WHAT THE TASK ASKS -> Counting the line with "A pull request for this would be welcome." as the last one, copy out the lines of the data exactly from the first onward.
════════
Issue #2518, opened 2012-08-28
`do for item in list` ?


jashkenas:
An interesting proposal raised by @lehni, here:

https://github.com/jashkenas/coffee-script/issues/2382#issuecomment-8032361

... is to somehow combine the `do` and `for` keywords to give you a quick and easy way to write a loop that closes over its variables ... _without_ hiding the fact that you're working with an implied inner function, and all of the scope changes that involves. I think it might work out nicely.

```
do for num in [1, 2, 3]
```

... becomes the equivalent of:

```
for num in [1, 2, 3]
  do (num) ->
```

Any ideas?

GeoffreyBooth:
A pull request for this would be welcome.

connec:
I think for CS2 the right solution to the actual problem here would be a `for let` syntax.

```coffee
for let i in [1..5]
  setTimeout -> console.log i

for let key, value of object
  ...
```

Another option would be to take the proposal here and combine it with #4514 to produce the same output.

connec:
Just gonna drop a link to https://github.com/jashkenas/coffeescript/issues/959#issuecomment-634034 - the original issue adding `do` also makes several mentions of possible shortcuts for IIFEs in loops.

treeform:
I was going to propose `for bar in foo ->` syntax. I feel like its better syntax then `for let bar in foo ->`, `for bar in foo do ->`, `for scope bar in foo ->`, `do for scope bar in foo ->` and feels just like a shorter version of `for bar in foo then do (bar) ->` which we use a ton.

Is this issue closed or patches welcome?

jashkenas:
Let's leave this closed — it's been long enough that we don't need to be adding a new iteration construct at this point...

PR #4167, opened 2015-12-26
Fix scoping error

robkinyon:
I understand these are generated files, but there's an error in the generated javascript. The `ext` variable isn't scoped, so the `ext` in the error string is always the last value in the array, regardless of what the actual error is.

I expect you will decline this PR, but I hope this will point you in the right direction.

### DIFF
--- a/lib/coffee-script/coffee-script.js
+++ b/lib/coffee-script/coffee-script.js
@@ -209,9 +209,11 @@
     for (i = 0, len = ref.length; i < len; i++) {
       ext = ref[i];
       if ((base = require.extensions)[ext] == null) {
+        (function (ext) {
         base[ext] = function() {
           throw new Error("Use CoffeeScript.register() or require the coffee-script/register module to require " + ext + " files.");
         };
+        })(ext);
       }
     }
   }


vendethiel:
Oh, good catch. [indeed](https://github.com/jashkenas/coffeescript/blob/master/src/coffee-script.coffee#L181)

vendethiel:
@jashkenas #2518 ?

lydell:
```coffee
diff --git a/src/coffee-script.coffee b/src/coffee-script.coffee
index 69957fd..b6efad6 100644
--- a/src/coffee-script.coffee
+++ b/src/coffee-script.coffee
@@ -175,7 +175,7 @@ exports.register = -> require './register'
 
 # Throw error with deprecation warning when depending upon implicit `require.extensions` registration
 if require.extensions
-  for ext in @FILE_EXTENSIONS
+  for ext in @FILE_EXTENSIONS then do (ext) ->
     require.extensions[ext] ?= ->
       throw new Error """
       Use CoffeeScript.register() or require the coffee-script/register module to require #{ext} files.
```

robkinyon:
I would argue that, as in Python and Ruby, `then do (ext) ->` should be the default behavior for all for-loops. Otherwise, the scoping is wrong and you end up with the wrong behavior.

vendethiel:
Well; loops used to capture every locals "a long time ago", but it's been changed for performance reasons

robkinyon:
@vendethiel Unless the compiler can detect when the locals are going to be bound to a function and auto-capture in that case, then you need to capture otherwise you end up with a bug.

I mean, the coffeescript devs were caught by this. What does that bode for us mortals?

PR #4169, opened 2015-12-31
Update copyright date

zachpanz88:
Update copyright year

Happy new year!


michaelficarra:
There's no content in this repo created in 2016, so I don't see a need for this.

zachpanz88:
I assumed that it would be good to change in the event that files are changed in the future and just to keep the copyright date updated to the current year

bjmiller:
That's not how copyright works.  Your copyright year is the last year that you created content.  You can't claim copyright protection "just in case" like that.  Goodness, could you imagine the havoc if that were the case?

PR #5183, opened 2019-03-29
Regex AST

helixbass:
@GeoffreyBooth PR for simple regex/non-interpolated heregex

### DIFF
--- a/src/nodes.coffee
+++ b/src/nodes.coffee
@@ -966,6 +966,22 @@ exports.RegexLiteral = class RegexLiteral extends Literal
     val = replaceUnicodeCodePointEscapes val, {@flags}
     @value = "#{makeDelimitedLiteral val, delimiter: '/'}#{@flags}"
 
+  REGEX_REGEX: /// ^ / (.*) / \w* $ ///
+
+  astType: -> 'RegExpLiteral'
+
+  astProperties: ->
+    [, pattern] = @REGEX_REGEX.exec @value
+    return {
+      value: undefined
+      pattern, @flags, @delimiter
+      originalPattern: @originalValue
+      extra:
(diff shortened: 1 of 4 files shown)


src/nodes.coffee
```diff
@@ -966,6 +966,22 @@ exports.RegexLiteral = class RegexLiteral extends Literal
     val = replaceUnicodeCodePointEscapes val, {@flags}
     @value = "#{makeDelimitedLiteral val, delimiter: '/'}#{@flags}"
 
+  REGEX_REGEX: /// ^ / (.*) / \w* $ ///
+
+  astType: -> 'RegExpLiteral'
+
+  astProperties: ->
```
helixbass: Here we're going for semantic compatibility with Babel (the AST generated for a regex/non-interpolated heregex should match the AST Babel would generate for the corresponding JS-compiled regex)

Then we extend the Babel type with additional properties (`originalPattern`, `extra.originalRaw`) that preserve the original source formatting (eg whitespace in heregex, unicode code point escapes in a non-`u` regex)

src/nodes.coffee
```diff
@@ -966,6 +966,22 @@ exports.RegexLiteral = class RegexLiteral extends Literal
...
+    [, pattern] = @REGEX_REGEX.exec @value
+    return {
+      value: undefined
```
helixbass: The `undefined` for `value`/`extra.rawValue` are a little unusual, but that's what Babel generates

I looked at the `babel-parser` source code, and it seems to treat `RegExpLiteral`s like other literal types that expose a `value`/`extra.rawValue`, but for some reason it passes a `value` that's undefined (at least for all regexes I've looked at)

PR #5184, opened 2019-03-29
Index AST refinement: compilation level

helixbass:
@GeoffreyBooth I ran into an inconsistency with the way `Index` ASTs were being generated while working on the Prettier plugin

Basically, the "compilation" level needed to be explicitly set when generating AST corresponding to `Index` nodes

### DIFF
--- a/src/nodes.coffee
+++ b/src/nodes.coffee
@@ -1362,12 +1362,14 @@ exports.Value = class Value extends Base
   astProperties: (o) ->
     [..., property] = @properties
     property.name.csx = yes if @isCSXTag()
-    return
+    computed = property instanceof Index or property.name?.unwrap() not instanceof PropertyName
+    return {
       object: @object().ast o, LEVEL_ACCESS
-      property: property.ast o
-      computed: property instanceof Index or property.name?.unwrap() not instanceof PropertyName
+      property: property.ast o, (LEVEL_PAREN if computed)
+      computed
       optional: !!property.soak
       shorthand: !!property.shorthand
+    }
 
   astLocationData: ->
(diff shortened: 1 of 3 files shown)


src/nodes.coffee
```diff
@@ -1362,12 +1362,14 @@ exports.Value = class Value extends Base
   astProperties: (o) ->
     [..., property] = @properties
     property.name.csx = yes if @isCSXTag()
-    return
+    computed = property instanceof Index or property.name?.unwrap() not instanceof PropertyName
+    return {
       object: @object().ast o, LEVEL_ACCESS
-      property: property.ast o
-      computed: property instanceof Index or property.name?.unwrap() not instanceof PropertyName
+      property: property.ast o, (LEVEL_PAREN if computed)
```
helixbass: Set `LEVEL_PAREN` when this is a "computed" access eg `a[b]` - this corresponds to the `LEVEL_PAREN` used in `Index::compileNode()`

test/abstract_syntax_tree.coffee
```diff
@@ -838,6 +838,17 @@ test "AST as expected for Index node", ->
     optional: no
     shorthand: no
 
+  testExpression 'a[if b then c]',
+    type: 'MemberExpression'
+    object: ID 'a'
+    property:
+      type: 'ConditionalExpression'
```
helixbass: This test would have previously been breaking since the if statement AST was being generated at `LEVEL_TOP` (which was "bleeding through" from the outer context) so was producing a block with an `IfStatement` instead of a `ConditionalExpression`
════════
RESULT FOR THIS TASK ->
Issue #2518, opened 2012-08-28
`do for item in list` ?


jashkenas:
An interesting proposal raised by @lehni, here:

https://github.com/jashkenas/coffee-script/issues/2382#issuecomment-8032361

... is to somehow combine the `do` and `for` keywords to give you a quick and easy way to write a loop that closes over its variables ... _without_ hiding the fact that you're working with an implied inner function, and all of the scope changes that involves. I think it might work out nicely.

```
do for num in [1, 2, 3]
```

... becomes the equivalent of:

```
for num in [1, 2, 3]
  do (num) ->
```

Any ideas?

GeoffreyBooth:
A pull request for this would be welcome.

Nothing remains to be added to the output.